Show HN: I Write In-Depth Wordpress Plugin Reviews - shash7
https://wpplugincheck.com/
======
scarecrowbob
Hey, I like your idea.

I'm not accepting clients, so this is not a plug, I'm just saying this to
frame where I am coming from. I do audits and WordPress code reviews for folks
like junior college districts and largish content marketing sites; these range
from load-testing and auditing the servers to examining the code quality of
custom plugins and themes. I also do a lot of one-off and custom WP work for
similar levels of clients.

Here's one element that you might find useful that I wasn't seeing in your
reviews and that I don't see in a lot of reviews (because it's a pain in the
butt to do the work to uncover):

looking at the hooks/ expandability of the plugin.

Like, you might audit the actual code quality and see how easy you think it
might be to accomplish various customizations without, say, forking the plug.

I'm always surprised at the variability on this point among various plugins.
Some plugins are filtering all kinds of things, some don't filter much at all.
Some have really flexible and easy to modify CPTs, some have a ton of
functionality hard coded.

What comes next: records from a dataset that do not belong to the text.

PR #121, opened 2021-05-25
Remove some duplicate names

emalm:
These duplicates seemed apparent to me, but if we have a more canonical identifier of someone's identity that backs the name we may want to check against that to make sure before pruning these entries.


chipchilders (approved):
Appreciate the review and corrections. Thanks!

PR #502, opened 2022-07-15
Fix NoMethodError when a 2 segment token is missing 'alg' header

cmrd-senya:
This PR fixes an issue that was introduced at https://github.com/jwt/ruby-jwt/pull/425

Currently if one passes a token of 2 segments without `alg` header the `decode` method raises `NoMethorError` because `algorithm` is `nil` but it tries to call `casecmp` on it here:
https://github.com/jwt/ruby-jwt/blob/master/lib/jwt/decode.rb#L116

The expected result would be to raise an exception that is inherited from `JWT::DecodeError` instead of a generic exception like `NoMethodError`.

### DIFF
--- a/lib/jwt/decode.rb
+++ b/lib/jwt/decode.rb
@@ -113,7 +113,7 @@ module JWT
     end
 
     def none_algorithm?
-      algorithm.casecmp('none').zero?
+      algorithm == 'none'
     end
 
     def decode_crypto
--- a/CHANGELOG.md
+++ b/CHANGELOG.md
@@ -14,6 +14,7 @@
 - Bring back the old Base64 (RFC2045) deocode mechanisms [#488](https://github.com/jwt/ruby-jwt/pull/488) ([@anakinj](https://github.com/anakinj)).
 - Rescue RbNaCl exception for EdDSA wrong key [#491](https://github.com/jwt/ruby-jwt/pull/491) ([@n-studio](https://github.com/n-studio)).
 - New parameter name for cases when kid is not found using JWK key loader proc [#501](https://github.com/jwt/ruby-jwt/pull/501) ([@anakinj](https://github.com/anakinj)).
+- Fix NoMethodError when a 2 segment token is missing 'alg' header [#502](https://github.com/jwt/ruby-jwt/pull/502) ([@cmrd-senya](https://github.com/cmrd-senya)).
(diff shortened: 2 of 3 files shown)


lib/jwt/decode.rb
```diff
@@ -113,6 +113,8 @@ def segment_length
     end
 
     def none_algorithm?
+      return false unless algorithm.respond_to? :casecmp
```
anakinj, line 116: I wonder if it would just be simpler to check if it's a string or just is truthy.

```
return false unless algorithm
```

```
return false unless algithm.is_a?(String)
```

anakinj (changes requested):

anakinj:
Great catch and nice with additional tests to ensure this behaviour in the future.

Added a comment about the added condition. Would suggest making the check more generic to avoid checking for a certain method.

lib/jwt/decode.rb
anakinj: Maybe even the original approach would be the simplest.

`algorithm == 'none'`

cmrd-senya: Checking for a specific type is not very Ruby-way approach. Because Ruby promotes duck typing, and therefore it shouldn't matter if a class is directly based on a `String` or it implements exactly the same interface independently - the code should work anyways. So checking for the presence of a certain method is quite common in Ruby to ensure the interface of an object is supported, I think it is intentionally preferred over checking the actual class.

Checking `algorithm == 'none'` is fine, the only thing is that it stops supporting case-insensitive matches, but I have quickly checked the RFC and it never explicitly requires to support anything other than `none`.

I have also found that algorithm name is supposed to be case sensitive. 

image

And `none` is listed as an algorithm name:

image

 So I guess supporting something like `None` or `nOnE` could be seen as a spec violation.

https://datatracker.ietf.org/doc/html/rfc7518#section-7.1.1

cmrd-senya:
@anakinj updated

anakinj:
Looks great. Would you be so kind and add a changelog entry to the `CHANGELOG.md` under the fixes?

cmrd-senya:
@anakinj done

anakinj (approved):

anakinj:
Super! Thank you for the effort fixing this!❤️

PR #510, opened 2022-09-03
Allow algorithm to be a class

anakinj:
This PR improves the algorithm handling on both encoding and decoding:

- Support for passing custom algorithms to handle the signing and verification of tokens
- When decoding the role of the `alg` header is minimized to only be required and value used to sort the given algorithm array.


anakinj:
I'll cleanup things and come back to this in another PR.

PR #512, opened 2022-10-01
Support algorithm to be given as a class

anakinj:
This PR improves the algorithm handling on both encoding and decoding:

- Support for passing custom algorithms to handle the signing and verification of tokens
- When decoding the alg header is not used as anything else than a hint for the algorithm to try first from the allowed algorithms.


anakinj:
Would you @excpt have time to check this out. Would enable some further improvements to be made to the signing and verification.

lib/jwt/algos/algo_wrapper.rb
```diff
@@ -0,0 +1,30 @@
...
+    class AlgoWrapper
+      attr_reader :alg
+
+      def initialize(alg, cls)
+        @alg = alg
+        @cls = cls
+      end
+
+      def valid_alg?(alg)
+        alg && @alg.casecmp(alg).zero?
```
MatteoPierro, line 14: Probably this can be simplified in this way `@alg.casecmp(alg)&.zero?`

lib/jwt/algos/algo_wrapper.rb
```diff
@@ -0,0 +1,30 @@
...
+      end
+
+      def sign(data:, signing_key:)
+        @cls.sign(@alg, data, signing_key)
```
MatteoPierro, line 18: here the accessor for alg can be used

spec/jwt_spec.rb
```diff
@@ -771,4 +771,75 @@
...
+        def valid_alg?(alg)
+          alg == self.alg
+        end
+      end
+    end
+
+    it 'uses whatever is the implementation' do
+      token = JWT.encode(payload, 'secret', custom_algorithm)
+      expect(token).to eq('eyJhbGciOiJjdXN0b20ifQ.eyJ1c2VyX2lkIjoic29tZUB1c2VyLnRsZCJ9.Y3VzdG9tX3NpZ25hdHVyZQ')
+      expect(JWT.decode(token, 'secret', true, algorithm: custom_algorithm))
```
MatteoPierro, line 810: What is actually expected here? Maybe the `payload`?

spec/jwt_spec.rb
```diff
@@ -771,4 +771,75 @@
...
+        def valid_alg?(alg)
+          alg == self.alg
+        end
+      end
+    end
+
+    it 'uses tries until something matches' do
+      token = JWT.encode(payload, 'secret', custom_algorithm.new('custom_signature'))
+      expect(token).to eq('eyJhbGciOiJjdXN0b20ifQ.eyJ1c2VyX2lkIjoic29tZUB1c2VyLnRsZCJ9.Y3VzdG9tX3NpZ25hdHVyZQ')
+      expect(JWT.decode(token, 'secret', true, algorithms: [custom_algorithm.new('not_this'), custom_algorithm.new('custom_signature')]))
```
MatteoPierro, line 842: same as https://github.com/jwt/ruby-jwt/pull/512/files#r988237828

spec/jwt_spec.rb
```diff
@@ -771,4 +771,75 @@
...
+
+  context 'when algorithm is a custom class and multiple is given' do
+    let(:custom_algorithm) do
+      Class.new do
+        def initialize(signature)
+          @signature = signature
+        end
+
+        def sign(*)
+          'custom_signature'
```
MatteoPierro, line 822: here should be `@signature`, right?

spec/jwt_spec.rb
anakinj: Very good question. A set of new improved tests pushed.

lib/jwt/algos/algo_wrapper.rb
anakinj: Good call. I went even one step further and did a `...zero? == true` to ensure the return value always is a boolean

MatteoPierro (approved):
Looks great now 👍

Issue #523, opened 2022-10-11
RSA JWK parsing


bellebaum:
This came up while reworking the JWK stuff for #520 

The function `create_rsa_key` for OpenSSL version 3 looks like this:

https://github.com/jwt/ruby-jwt/blob/b4f9f1d483086054e812dc6ce5655466b6de3858/lib/jwt/jwk/rsa.rb#L93-L106

I like the approach of converting a JWK to DER, then feeding it into OpenSSL, since this is unlikely to change (in fact, wouldn't this work for other versions of OpenSSL, making all the "legacy" implementations unnecessary?)

Anyways, the code has a few problems.

Firstly, any subset of parameters specified in `ASN1_SEQUENCE` could be present in an illformed JWK, and the resulting DER can then probably not be parsed by any SSL library.

But secondly, there is an important missmatch between [RFC 7518, Section 6.3.2](https://www.rfc-editor.org/rfc/rfc7518.html#section-6.3.2)

> The parameter "d" is REQUIRED for RSA private keys.  The others enable optimizations and SHOULD be included by producers of JWKs representing RSA private keys. If the producer includes any of the other private key parameters, then all of the others MUST be present, with the exception of "oth", which MUST only be present when more than two prime factors were used.

and [RFC 3447, Appendix A.1.2](https://www.rfc-editor.org/rfc/rfc3447#appendix-A.1.2), which only permits keys with all parameters present.
This implies that valid JWKs containing exactly the `kty` specific keys `kty`, `n`, `e`, and `d`, are not guaranteed to be parseable this way.

One could try to calculate the missing values, but especially the step of finding `p` and `q` is not trivial at all...

anakinj:
There are some good points here. I think we should extend the test suite for the JWKs for "incomplete" parameters.

Like how does OpenSSL 2 and 3 differ in behaviour. I would not yet be confident using the DER approach as the primary way to generate keys.

Are you planning doing something about this or should we take one challenge at a time and try to finish the JWK importing that is WIP?

bellebaum:
I was trying to do something briefly today, but decided that this will probably take more time than I can spend right now, so I am focussing on existing challenges and leaving this here as a reminder or for someone else to pick up in the meantime :)

anakinj:
I will take a stab on trying to expand the test suite a little. Lets see if there are some differences in behaviours with the implementations.

bellebaum:
[...]

PR #524, opened 2022-10-12
Stricter RSA key generation from jwk parameters

anakinj:
This PR is addressing a parts of #523 and adding test coverage on a few scenarios. 

Moved the methods around a little for easier testing and added parameter validation with the rule:
 - If one of the optimisation params are given ALL needs to be given

As you @bellebaum pointed out the DER generation has some issues when parameters are missing. Did not dig that deep but I have a feeling that there is no way to present a private key in the DER format without these parameters.

Im a little unsure what do, not really eager into starting to calculate the primes etc. I guess it's doable but feels sketchy. 

So I guess the question is:

Is there a way to generate a usable RSA object with OpenSSL 3.0 with only the modulus and exponents (n,e,d)? as the JWK spec allows private keys to be presented with only these values.

### DIFF
--- a/lib/jwt/jwk/rsa.rb
+++ b/lib/jwt/jwk/rsa.rb
@@ -25,7 +25,7 @@ module JWT
       end
 
       def keypair
-        @keypair ||= create_rsa_key(jwk_attributes(*(RSA_KEY_ELEMENTS - [:kty])))
+        @keypair ||= self.class.create_rsa_key(jwk_attributes(*(RSA_KEY_ELEMENTS - [:kty])))
       end
 
       def private?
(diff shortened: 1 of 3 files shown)


bellebaum:
I have asked about this over at the Ruby OpenSSL gem: https://github.com/ruby/openssl/issues/551
Seems like this is a TODO for them, so we should eventually see a way.

anakinj:
Thanks @bellebaum for raising the question. Im going to return to this one to have it working with the adjustments from #520 at some point.

anakinj:
This is the best we can to with the interfaces provided by the OpenSSL gem. The behaviour is going to be different depending on the version of openssl that is in use.

anakinj:
Im going to merge this soonish.

Working on https://github.com/ruby/openssl/pull/555 to move all this heavy lifting into the openssl gem. Hopefully it will be great some day :)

Some things have really baroque systems that would
be easy to expand, but they are written using some crazy complicated
architecture and you have to do hours of reading code to understand what you'd
want to do.

A second thing that you might look at is the nature of "paid-ness" of the
plugins. There is one business listing plugin (which I hate writing extensions
for) that basically breaks the site if you don't re-up the subscription every
year. There are other plugins that play nice-- you buy them once, and they
work everywhere just fine and if they release a new major version you can buy
it again. I don't like paid-for commercial stuff in GPL, but that's at least
reasonable. What isn't reasonable are licensing schemes that do things like
break local/staging/test/prod environments because the license is tied to some
crazy thing like the URL.

Anyhow, it's a pretty site, so I wish you well.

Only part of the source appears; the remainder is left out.